Generally, the duration of building an index should be less than the desired timeframe in which new or updated documents show up in the system. Build times can increase beyond this point when document access speeds decrease or when the total size of the document collection grows. To counter this limitation, indexes can be built incrementally; however, care must be taken because some indexers do not recalculate frequencies of very common words for automatic exclusion. Similarly, indexes can be built in parallel; both mechanisms make use of index merging. Judging by our current results and the obsolete hardware used, we estimate that our indexing system scales up by two orders of magnitude, the main bottleneck being the nondistributed index.

To scale a cross-patient search engine, hospital-wide privacy considerations have to be taken into account. The hospital’s policy on patient privacy should be implemented in strict access rules based on document metadata.

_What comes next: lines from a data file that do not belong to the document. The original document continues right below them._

PR #98, opened 2017-08-23
Add a Granite.MessageDialog

donadigo:
Adds a `Granite.MessageDialog`. The documentation grammar could not perfect, so feel free to point issues out about it or about the API itself.


lib/Widgets/MessageDialog.vala
```diff
@@ -0,0 +1,237 @@
...
+     * add those actions with {@link Gtk.Dialog.add_buttons} or {@link Gtk.Dialog.add_action_widget}.
+     */
+    public Gtk.ButtonsType buttons { 
+        construct {
+            switch (value) {
+                case Gtk.ButtonsType.NONE:
+                    break;
+                case Gtk.ButtonsType.OK:
+                    add_button (_("_OK"), Gtk.ResponseType.OK);
+                    break;
```
danrabbit: `OK` is not an acceptable button label

lib/Widgets/MessageDialog.vala
```diff
@@ -0,0 +1,237 @@
...
+                case Gtk.ButtonsType.CLOSE:
+                    add_button (_("_Close"), Gtk.ResponseType.CLOSE);
+                    break;
+                case Gtk.ButtonsType.CANCEL:
+                    add_button (_("_Cancel"), Gtk.ResponseType.CANCEL);
+                    break;
+                case Gtk.ButtonsType.YES_NO:
+                    add_button (_("_No"), Gtk.ResponseType.NO);
+                    add_button (_("_Yes"), Gtk.ResponseType.YES);
```
danrabbit: "Yes" and "No" are not acceptable button labels

lib/Widgets/MessageDialog.vala
```diff
@@ -0,0 +1,237 @@
...
+                    break;
+                case Gtk.ButtonsType.OK_CANCEL:
+                    add_button (_("_Cancel"), Gtk.ResponseType.CANCEL);
+                    add_button (_("_OK"), Gtk.ResponseType.OK);
```
danrabbit: "OK" is not an acceptable button label

lib/Widgets/MessageDialog.vala
```diff
@@ -0,0 +1,237 @@
...
+            image_icon: new ThemedIcon (icon_name),
+            buttons: buttons
+        );
+    }
+
+    construct {
+        image = new Gtk.Image ();
+        image.valign = Gtk.Align.START;
+
+        primary_label = new Gtk.Label (null);
```
danrabbit: This label should probably be selectable as well

donadigo:
@danrabbit issues addresed.

donadigo:
@danrabbit you mean, add a new `transient` parameter to the constructors?

danrabbit:
@donadigo not necessarily. You could just set it in the demo, like `dialog.transient_for = window`. I think that'd be more manageable

donadigo:
@danrabbit done.

lib/Widgets/MessageDialog.vala
```diff
@@ -0,0 +1,240 @@
...
+     *  * {@link Gtk.ButtonsType.OK_CANCEL}
+     *
+     * If you wish to provide more specific actions for your dialog
+     * pass a {@link Gtk.ButtonsType.NONE} to {@link Granite.MessageDialog} and manually
+     * add those actions with {@link Gtk.Dialog.add_buttons} or {@link Gtk.Dialog.add_action_widget}.
+     */
+    public Gtk.ButtonsType buttons { 
+        construct {
+            switch (value) {
+                case Gtk.ButtonsType.NONE:
```
danrabbit: Thinking about it, `NONE` probably isn't a sane option because there would be no way to close the window

lib/Widgets/MessageDialog.vala
```diff
@@ -0,0 +1,240 @@
...
+     * Constructs a new {@link Granite.MessageDialog}.
+     * See {@link Gtk.Dialog} for more details.
+     * 
+     * @param primary_text the title of the dialog
+     * @param secondary_text the body of the dialog
+     * @param image_icon the {@link GLib.Icon} that is displayed on the left side of the dialog
+     * @param buttons the {@link Gtk.ButtonsType} value that decides what buttons to use, defaults to {@link Gtk.ButtonsType.NONE},
+     *        see {@link Granite.MessageDialog.buttons} on details and what values are accepted
+     */
+    public MessageDialog (string primary_text, string secondary_text, GLib.Icon image_icon, Gtk.ButtonsType buttons = Gtk.ButtonsType.NONE) {
```
danrabbit: `CLOSE` might be saner default here

lib/Widgets/MessageDialog.vala
donadigo: `NONE` has to be supported because, suppose you want to add your own buttons instead of the built-in ones.

lib/Widgets/MessageDialog.vala
donadigo: Done.

lib/Widgets/MessageDialog.vala
danrabbit: Oops you're right

lib/Widgets/MessageDialog.vala
```diff
@@ -0,0 +1,242 @@
...
+    }
+
+    /**
+     * The message grid that contains all the message widgets: the {@link Granite.MessageDialog.primary_label},
+     * {@link Granite.MessageDialog.secondary_label} and the image widget.
+     * 
+     * This grid can be used to add any custom widget to the message area such as a {@link Gtk.ComboBox} or {@link Gtk.CheckButton}.
+     * Note that after adding such widget you will need to call {@link Gtk.Widget.show} or {@link Gtk.Widget.show_all} on the widget itself for it to appear in the dialog.
+     */
+    public Gtk.Grid message_grid { get; construct; }
```
danrabbit: I'm not a huge fan of exposing the grid that contains the actual message labels for a couple reasons:
* It seems pretty non-intuitive that I have to start packing my widgets at `[1, 2]`. This requires me to know about the internal structure of the dialog and if I don't, I can attach widgets overlapping with the pre-populated ones or at the incorrect alignment.

* additional widgets packed into the dialog should be separated from the secondary text label by 24px (effectively, we double space between sections). It would be nice if this was done automatically for me instead of requiring me to know this.

I think it would be more intuitive to use a grid `content_area` and override Gtk.Dialog's `get_content_area` if possible. But if not, I think the publicly exposed grid should not include the icon and message text.

donadigo: @danrabbit it is not possible to override the `get_content_area` of the `Gtk.Dialog` class. We have 2 main solutions to this:

* Add a new special container inside the `message_grid` and expose it through the API.
* Keep the `message_grid` property and describe in the documentation it's details and structure including all the values like `[1, 2]`.

The first approach is what `Gtk.MessageDialog` uses: https://valadoc.org/gtk+-3.0/Gtk.MessageDialog.get_message_area.html, but with a difference that it's returning a `Gtk.Box` instead of a grid.

danrabbit: I think adding another container would be much better. I don't think it feels good to expect developers to know about the internal structure of the widget

lib/Widgets/MessageDialog.vala
```diff
@@ -0,0 +1,242 @@
...
+     * 
+     * See {@link Gtk.Dialog} for more details.
+     * 
+     * @param primary_text the title of the dialog
+     * @param secondary_text the body of the dialog
+     * @param icon_name the icon name to create the dialog image with
+     * @param buttons the {@link Gtk.ButtonsType} value that decides what buttons to use, defaults to {@link Gtk.ButtonsType.CLOSE},
+     *        see {@link Granite.MessageDialog.buttons} on details and what values are accepted
+     */
+    public MessageDialog.from_icon_name (string primary_text, string secondary_text, string icon_name = "dialog-information", Gtk.ButtonsType buttons = Gtk.ButtonsType.CLOSE) {
```
matzipan: Unclear from the name of the constructor what the icon is used for.

donadigo: @matzipan what name do you propose?

matzipan: Perhaps `with_image_from_icon_name`?

donadigo:
@matzipan @danrabbit changes addressed.

danrabbit:
Icon should not be nullable

donadigo:
@danrabbit reverted.

lib/Widgets/MessageDialog.vala
```diff
@@ -0,0 +1,261 @@
...
+     * If you want to add multiple widgets to this area, create a new container such as {@link Gtk.Grid} or {@link Gtk.Box} and then add it to the custom bin.
+     * 
+     * When adding a custom widget to the custom bin, the {@link Granite.MessageDialog.secondary_label}'s bottom margin will be expanded automatically
+     * to compensate for the additional widget in the dialog.
+     * Removing the previously added widget will remove the bottom margin.
+     * 
+     * If you don't want to have any margin between your custom widget and the {@link Granite.MessageDialog.secondary_label}, simply add your custom widget
+     * and then set the {@link Gtk.Label.margin_bottom} of {@link Granite.MessageDialog.secondary_label} to 0.
+     */
+    public Gtk.Bin custom_bin { get; construct; }
```
danrabbit: Using `Gtk.Bin` here sounds like a pain in the ass. Why not just use Grid and save having to create a grid?

donadigo: @danrabbit main problem is, having a Grid here disables us from having an ability to listen when a widget is added. E.g: calling `attach` on a Grid won't give us any signal that the widget was actually added. If we want a grid, the API user will have to set the margin on the secondary label manually.

lib/Widgets/MessageDialog.vala
```diff
@@ -0,0 +1,261 @@
...
+
+        secondary_label = new Gtk.Label (null);
+        secondary_label.use_markup = true;
+        secondary_label.selectable = true;
+        secondary_label.max_width_chars = 50;
+        secondary_label.wrap = true;
+        secondary_label.xalign = 0;
+
+        custom_bin = new SingleWidgetBin ();
+        custom_bin.add.connect (() => secondary_label.margin_bottom = 24);
```
danrabbit: You have a `row_spacing` of 6, so you need to subtract that and have this margin be `18`

lib/Widgets/MessageDialog.vala
danrabbit: Ah okay that makes sense :+1:

donadigo:
@danrabbit done.

danrabbit:
One last nitpick. Can we make this match the example dialog from the HIG? :) https://elementary.io/docs/human-interface-guidelines#dialogs

donadigo:
@danrabbit done.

A disadvantage of keyword-based searching is the simple fact that radiologists or researchers want to find the meaningful concepts behind their keywords. To make word indexing more or less suitable for concept searching, four search engine features are necessary. Firstly, because medical terms mostly consist of more than one word, it has to be possible to search for phrases. Page-ranking algorithms can help by giving a higher score to documents with adjacent keywords, but in practice, the sole use of this technique alone is not specific enough. Secondly, very frequent words with low significance can hamper phrase searching and should not be indexed; when “of” and “the” are excluded, the phrases “MRI of the brain” and “MRI brain” yield the same results. A third helpful feature is Boolean logic to facilitate binary operations like “and,” “or,” and “not” in combination with parentheses. Finally, a word-stemming technique can be used to find all words with a common root. Although we did not implement word stemming because our multilanguage set-up required building a separate stemmed index for each language, the use of wildcards turned out to be an adequate alternative. Word stemming is part of the broader method of fuzzy indexing, which can be used to find words with similar pronunciations.

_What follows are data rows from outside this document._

PR #100, opened 2017-09-10
Add primary style class

danrabbit:
make sure we're using style constants for our styles


lib/StyleClass.vala
```diff
@@ -63,6 +63,10 @@ namespace Granite {
     public const string STYLE_CLASS_H3_LABEL = "h3";
     public const string STYLE_CLASS_H4_LABEL = "h4";
     public const string STYLE_CLASS_OVERLAY_BAR = "overlay-bar";
+    /**
+     * Style class for primary label text in a dialog
```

To find conceptual information, users build their queries in multiple steps; hence, the user interface should allow for fast reviewing of results. Table 3 shows a typical user refining his query. Note that structured reporting, which uses standardized information concepts, does not have the semantic problems of free-text reporting.

A lot of research regarding medical semantics has been conducted, ranging from natural language processing techniques15‐17 to building unified medical lexica18,19 for multiple languages.20 The authors hope to combine the indexing solution with some of these scientific methods and technology regarding the semantic web21 in the near future.